[Instructions to follow]:
Once the line with "Two main differences" is found in the entries below, repeat it and each following line exactly, up to and including the line with "-78,24 +78,6 @@". Add no other lines.

(Information Opens)

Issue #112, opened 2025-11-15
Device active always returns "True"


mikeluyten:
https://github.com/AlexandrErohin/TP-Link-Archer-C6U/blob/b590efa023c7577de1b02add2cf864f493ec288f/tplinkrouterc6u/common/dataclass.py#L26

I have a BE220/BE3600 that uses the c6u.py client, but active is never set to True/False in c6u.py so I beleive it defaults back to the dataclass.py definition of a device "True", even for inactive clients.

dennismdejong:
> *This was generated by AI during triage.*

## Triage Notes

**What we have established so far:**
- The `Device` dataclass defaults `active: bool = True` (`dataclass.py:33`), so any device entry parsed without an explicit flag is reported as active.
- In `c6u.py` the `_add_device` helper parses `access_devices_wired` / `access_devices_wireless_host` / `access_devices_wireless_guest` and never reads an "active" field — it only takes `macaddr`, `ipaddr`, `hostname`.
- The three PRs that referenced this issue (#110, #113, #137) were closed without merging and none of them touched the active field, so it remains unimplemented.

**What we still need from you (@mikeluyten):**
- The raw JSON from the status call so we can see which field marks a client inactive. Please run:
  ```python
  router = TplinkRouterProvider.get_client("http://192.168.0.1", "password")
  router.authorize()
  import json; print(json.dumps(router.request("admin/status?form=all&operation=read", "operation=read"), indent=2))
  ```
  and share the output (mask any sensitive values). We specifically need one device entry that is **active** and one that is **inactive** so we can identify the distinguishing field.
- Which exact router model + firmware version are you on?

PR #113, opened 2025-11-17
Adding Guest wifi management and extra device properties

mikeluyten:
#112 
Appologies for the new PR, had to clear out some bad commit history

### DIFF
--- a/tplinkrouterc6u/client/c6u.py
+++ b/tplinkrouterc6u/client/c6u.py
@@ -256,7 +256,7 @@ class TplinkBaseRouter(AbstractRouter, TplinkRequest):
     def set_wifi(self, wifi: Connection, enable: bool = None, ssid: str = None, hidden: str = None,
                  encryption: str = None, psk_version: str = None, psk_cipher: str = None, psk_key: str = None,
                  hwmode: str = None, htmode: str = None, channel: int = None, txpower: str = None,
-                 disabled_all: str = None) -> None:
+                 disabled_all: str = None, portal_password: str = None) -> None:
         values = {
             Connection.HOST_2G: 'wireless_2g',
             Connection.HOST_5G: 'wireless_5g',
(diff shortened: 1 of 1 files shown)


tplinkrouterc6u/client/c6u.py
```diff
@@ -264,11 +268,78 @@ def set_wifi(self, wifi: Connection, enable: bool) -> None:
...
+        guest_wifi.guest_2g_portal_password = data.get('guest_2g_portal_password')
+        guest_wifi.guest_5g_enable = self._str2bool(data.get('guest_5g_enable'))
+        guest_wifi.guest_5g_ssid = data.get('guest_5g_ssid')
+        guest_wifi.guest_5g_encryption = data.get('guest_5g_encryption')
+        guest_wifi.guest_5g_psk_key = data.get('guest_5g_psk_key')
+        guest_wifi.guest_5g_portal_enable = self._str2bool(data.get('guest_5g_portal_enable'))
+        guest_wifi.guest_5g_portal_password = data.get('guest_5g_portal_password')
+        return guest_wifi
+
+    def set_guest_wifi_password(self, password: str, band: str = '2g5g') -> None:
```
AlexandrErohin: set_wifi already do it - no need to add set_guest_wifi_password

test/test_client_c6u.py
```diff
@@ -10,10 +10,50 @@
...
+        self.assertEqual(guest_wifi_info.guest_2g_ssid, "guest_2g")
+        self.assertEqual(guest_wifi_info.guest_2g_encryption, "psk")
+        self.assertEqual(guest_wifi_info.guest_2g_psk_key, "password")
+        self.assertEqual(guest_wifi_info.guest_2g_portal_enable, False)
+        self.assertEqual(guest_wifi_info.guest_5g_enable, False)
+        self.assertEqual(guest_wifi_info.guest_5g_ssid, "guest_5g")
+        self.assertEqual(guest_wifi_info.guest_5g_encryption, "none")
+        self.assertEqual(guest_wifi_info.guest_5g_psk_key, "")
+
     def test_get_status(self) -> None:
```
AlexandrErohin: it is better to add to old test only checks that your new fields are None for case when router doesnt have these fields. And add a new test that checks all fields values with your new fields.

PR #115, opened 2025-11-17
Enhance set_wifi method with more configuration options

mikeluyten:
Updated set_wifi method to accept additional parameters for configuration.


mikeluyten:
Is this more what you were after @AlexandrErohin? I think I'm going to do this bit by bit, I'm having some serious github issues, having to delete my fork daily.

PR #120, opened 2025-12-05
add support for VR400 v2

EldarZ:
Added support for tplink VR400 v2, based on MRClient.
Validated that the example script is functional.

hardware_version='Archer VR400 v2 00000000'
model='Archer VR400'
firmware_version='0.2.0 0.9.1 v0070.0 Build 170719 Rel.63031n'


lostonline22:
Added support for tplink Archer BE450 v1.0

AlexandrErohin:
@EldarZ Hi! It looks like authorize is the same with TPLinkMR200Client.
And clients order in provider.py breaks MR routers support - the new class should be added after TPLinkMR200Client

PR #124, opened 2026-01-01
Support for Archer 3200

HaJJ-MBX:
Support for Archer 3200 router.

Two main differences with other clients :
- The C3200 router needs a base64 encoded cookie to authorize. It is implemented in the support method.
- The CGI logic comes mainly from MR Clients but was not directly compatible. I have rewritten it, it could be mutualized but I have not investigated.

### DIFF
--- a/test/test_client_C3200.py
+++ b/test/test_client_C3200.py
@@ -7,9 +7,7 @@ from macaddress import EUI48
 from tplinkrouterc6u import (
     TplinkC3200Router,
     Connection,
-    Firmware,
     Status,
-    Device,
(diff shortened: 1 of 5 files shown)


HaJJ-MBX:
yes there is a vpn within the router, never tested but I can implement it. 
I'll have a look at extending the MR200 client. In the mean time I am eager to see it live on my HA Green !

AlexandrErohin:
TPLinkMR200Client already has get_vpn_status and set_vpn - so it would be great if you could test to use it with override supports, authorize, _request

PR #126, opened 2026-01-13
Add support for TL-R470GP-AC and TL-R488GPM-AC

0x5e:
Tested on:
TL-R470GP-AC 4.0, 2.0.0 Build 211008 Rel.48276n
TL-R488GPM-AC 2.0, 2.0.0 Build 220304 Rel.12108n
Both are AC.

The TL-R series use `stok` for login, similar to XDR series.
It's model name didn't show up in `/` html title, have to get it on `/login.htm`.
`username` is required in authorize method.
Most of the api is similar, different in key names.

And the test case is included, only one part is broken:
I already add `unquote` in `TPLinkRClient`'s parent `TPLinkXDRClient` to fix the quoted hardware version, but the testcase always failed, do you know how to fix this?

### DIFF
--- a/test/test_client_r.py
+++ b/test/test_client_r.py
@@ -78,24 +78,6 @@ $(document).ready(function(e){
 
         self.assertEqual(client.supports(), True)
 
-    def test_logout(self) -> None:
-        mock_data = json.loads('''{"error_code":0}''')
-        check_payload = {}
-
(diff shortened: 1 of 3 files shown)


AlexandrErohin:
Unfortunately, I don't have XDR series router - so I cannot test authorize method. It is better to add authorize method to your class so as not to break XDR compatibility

(Information Closes)

[Solution to the exercise]:
Two main differences with other clients :
- The C3200 router needs a base64 encoded cookie to authorize. It is implemented in the support method.
- The CGI logic comes mainly from MR Clients but was not directly compatible. I have rewritten it, it could be mutualized but I have not investigated.

### DIFF
--- a/test/test_client_C3200.py
+++ b/test/test_client_C3200.py
@@ -7,9 +7,7 @@ from macaddress import EUI48
 from tplinkrouterc6u import (
     TplinkC3200Router,
     Connection,
-    Firmware,
     Status,
-    Device,
(diff shortened: 1 of 5 files shown)


HaJJ-MBX:
yes there is a vpn within the router, never tested but I can implement it. 
I'll have a look at extending the MR200 client. In the mean time I am eager to see it live on my HA Green !

AlexandrErohin:
TPLinkMR200Client already has get_vpn_status and set_vpn - so it would be great if you could test to use it with override supports, authorize, _request

PR #126, opened 2026-01-13
Add support for TL-R470GP-AC and TL-R488GPM-AC

0x5e:
Tested on:
TL-R470GP-AC 4.0, 2.0.0 Build 211008 Rel.48276n
TL-R488GPM-AC 2.0, 2.0.0 Build 220304 Rel.12108n
Both are AC.

The TL-R series use `stok` for login, similar to XDR series.
It's model name didn't show up in `/` html title, have to get it on `/login.htm`.
`username` is required in authorize method.
Most of the api is similar, different in key names.

And the test case is included, only one part is broken:
I already add `unquote` in `TPLinkRClient`'s parent `TPLinkXDRClient` to fix the quoted hardware version, but the testcase always failed, do you know how to fix this?

### DIFF
--- a/test/test_client_r.py
+++ b/test/test_client_r.py
@@ -78,24 +78,6 @@ $(document).ready(function(e){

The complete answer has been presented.